I create an object where I define my functions to be used in the Type Safe pipes. Because the Type Safe pipes take as arguments a function, I can then just pass the functions in the object as arguments to the pipes.
This creates code that looks like this:
class MyJob(args: Args) extends Job(args) {
import MyOperations._
val input_path = args(MyJob.inputArgPath)
val output_path = args(MyJob.outputArgPath)
val eventInput: TypedPipe[(LongWritable, Text)] = this.mode match {
case m: HadoopMode => TypedPipe.from(WritableSequenceFile[LongWritable, Text](input_path))
case _ => TypedPipe.from(WritableSequenceFile[LongWritable, Text](input_path))
}
val eventOutput: FixedPathSource with TypedSink[(LongWritable, Text)] with TypedSource[(LongWritable, Text)] = this.mode match {
case m: HadoopMode => WritableSequenceFile[LongWritable, Text](output_path)
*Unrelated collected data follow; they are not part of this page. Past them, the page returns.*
PR #7853, opened 2022-12-15
Solve issue #7786: Barcode is not visible in the edit mode.

### LINKED ISSUE #7786: NEW DESIGN: The barcode is not visible in edit mode
### What
- NEW DESIGN: The barcode is not visible in edit mode
- example: https://world-fr.openfoodfacts.org/cgi/product.pl?type=edit&code=07370793

### Part of
- #7295

Sakshamgupta90:
### What

Added the barcode value in the product_edit_form_display file, and also updated the code input type from hidden to text.

### Screenshot
Screenshot 2022-12-16 at 12 19 20 AM

- Fixes #7786

### DIFF
--- a/templates/web/pages/product_edit/product_edit_form_display.tt.html
+++ b/templates/web/pages/product_edit/product_edit_form_display.tt.html
@@ -129,6 +129,9 @@
 
                 [% display_tab_product_characteristics %]
 
+                [% lang("barcode") %]  
+                <input type="text"  name="code" value="[% code %]">
+
                 [% FOREACH field IN display_fields_arr %]
                     [% field %]
                 [% END %]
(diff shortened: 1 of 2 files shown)


stephanegigandet (changes requested):
Hi @Sakshamgupta90 
Thanks for the PR.
The issue is not very descriptive, the idea is not to make the barcode an editable field, but just to display it, so that users can easily check that they are editing the right product.

So you just have to display it in this section, before the if moderator :


```
        <section id="misc" class="card fieldset">
            <div class="card-section">

        [% IF moderator %]
            <label for="new_code" id="label_new_code">[% label_new_code %]</label>
            <input type="text" name="new_code" id="new_code" class="text" value="" /><br/>
        [% END %]
```

Sakshamgupta90:
Hi @stephanegigandet, okay I got it. Just one thing to clarify did you mean to display barcode like this?
Screenshot 2022-12-16 at 4 02 40 PM

stephanegigandet:
Hi @Sakshamgupta90 , yes, maybe with a line feed after. Put it in <p> tag maybe.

case _ => TypedTsv[(LongWritable, Text)](output_path)
}
val validatedEvents: TypedPipe[(LongWritable, Either[Text, Event])] = eventInput.map(convertTextToEither).fork
validatedEvents.filter(isEvent).map(removeEitherWrapper).write(eventOutput)
}
object MyOperations {
def convertTextToEither(v: (LongWritable, Text)): (LongWritable, Either[Text, Event]) = {
...
}
def isEvent(v: (LongWritable, Either[Text, Event])): Boolean = {
...
}
def removeEitherWrapper(v: (LongWritable, Either[Text, Event])): (LongWritable, Text) = {
...
}
}
As you can see, the functions that are passed to the Scalding Type Safe operations are kept separate from the job itself. While this is not as 'clean' as the external operations pattern presented, this is a quick way to write this kind of code. Additionally, I can use JUnitRunner for doing job level integration tests and ScalaTest for function level unit tests.
The main point of this post though is to ask how people are doing this sort of thing? The documentation around the internet for Scalding Type Safe API is sparse. Are there more functional Scala friendly ways for doing this? Am I missing a key component here for the design pattern? I sort of feel nervous about this because with the Fields API you can write unit tests on pipes with ScaldingTest. As far as I know, you can't do that with TypedPipes. Please let me know if there is a generally agreed upon pattern for Scalding Type Safe API or how you create reusable, modular, and testable Type Safe API code. Thanks for the help!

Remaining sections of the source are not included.